What Are UTM Parameters?
UTM parameters (short for Urchin Tracking Module) are small snippets of text you add to the end of a URL. When someone clicks that link, the extra text is passed to your analytics platform — such as Google Analytics — giving you detailed information about where that visitor came from and what they clicked.
Without UTM parameters, traffic arriving at your site from a newsletter, a social post, and a paid ad might all get lumped together under "direct" or misattributed. With UTM tags, each source is clearly labeled.
The Five UTM Parameters
- utm_source — Identifies where the traffic comes from (e.g., newsletter, google, instagram).
- utm_medium — Identifies the marketing channel (e.g., email, cpc, social).
- utm_campaign — Names the specific campaign (e.g., summer_sale_2025).
- utm_term — Used for paid search to track which keyword triggered the ad.
- utm_content — Differentiates between multiple links in the same campaign (e.g., banner_top vs banner_sidebar).
The first three — source, medium, and campaign — are the most commonly used and provide the most value for most teams.
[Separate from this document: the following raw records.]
PR #75, opened 2020-09-01
Remove the skipLayoutIdsFilter.

zach-klippenstein:
I think `testTag` is better-suited for this purpose, `layoutId` is really only
meant for communicating with a particular custom parent layout. But I used the
implementation for a new example in the README of how to write a custom filter.

### DIFF
--- a/README.md
+++ b/README.md
@@ -110,6 +110,21 @@ Custom Compose renderers cannot be created at this time, since we're still figur
 what the best public API for that looks like. If you need a custom Compose renderer, please file
 an issue on this repo!
 
+To write a custom filter for Compose, implement a `ViewFilter` to handle values of type
+`ComposeView`. For example, a filter that excludes composables with a particular `Modifier.layoutId`
+might look something like this:
+```kotlin
+fun skipLayoutIdsFilter(skipLayoutId: (Any) -> Boolean) = ViewFilter { view ->
+  (view as? ComposeView)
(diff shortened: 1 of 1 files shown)


zach-klippenstein:
This PR will cause a merge conflict with #76. If we merge #76, we don't need to merge this one, since it also removes this function.

README.md
```diff
@@ -110,6 +110,21 @@ Custom Compose renderers cannot be created at this time, since we're still figur
 what the best public API for that looks like. If you need a custom Compose renderer, please file
 an issue on this repo!
 
+To write a custom filter for Compose, implement a `ViewFilter` to handle values of type
+`ComposeView`. For example, a filter that excludes composables with a particular `Modifier.layoutId`
+might look something like this:
+```kotlin
+fun skipLayoutIdsFilter(skipLayoutId: (Any) -> Boolean): ViewFilter = ViewFilter { view ->
```
pyricau, line 117: Is `: ViewFilter` needed?

zach-klippenstein: Not technically, I'll remove it.

zach-klippenstein:
UI test failure was emulator failing to start, re-running.

zach-klippenstein:
Shards keep timing out, but it's different shards each time, so it's clear this PR is actually passing. I will merge without waiting for a fully green run.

What a UTM-Tagged URL Looks Like
Here's a plain URL:
https://example.com/sale
And here it is with UTM parameters attached:
https://example.com/sale?utm_source=newsletter&utm_medium=email&utm_campaign=june_promo
Everything after the ? is the tracking data. It doesn't change the destination — the visitor still lands on the same page. It just tells your analytics tool how they got there.
How to Build UTM Links
- Go to Google's Campaign URL Builder (search for it — it's free).
- Enter your destination URL.
- Fill in the source, medium, and campaign fields.
- Copy the generated URL.
- Optionally, run it through a URL shortener to make it shareable.
Best Practices for UTM Tagging
- Be consistent with naming. Decide on a naming convention and stick to it. "Email" and "email" will appear as two separate sources in your reports.
- Use lowercase only. Analytics tools are case-sensitive.
- Don't tag internal links. Adding UTM parameters to links within your own website will corrupt your session data.
- Document your parameters. Keep a shared spreadsheet so your whole team uses the same conventions.
- Shorten the final URL. UTM-tagged URLs are long. Use a URL shortener before posting them publicly.
Where to See Your UTM Data
In Google Analytics 4, navigate to Reports → Acquisition → Traffic Acquisition. You'll see sessions broken down by source/medium. You can also create custom reports to filter by campaign name or specific UTM content values.
Why This Matters
UTM tracking is how marketers prove ROI. When you can see that your Tuesday email drove more conversions than your paid social campaign, you can allocate budget accordingly. It turns guesswork into data-driven decisions — and it costs nothing to implement.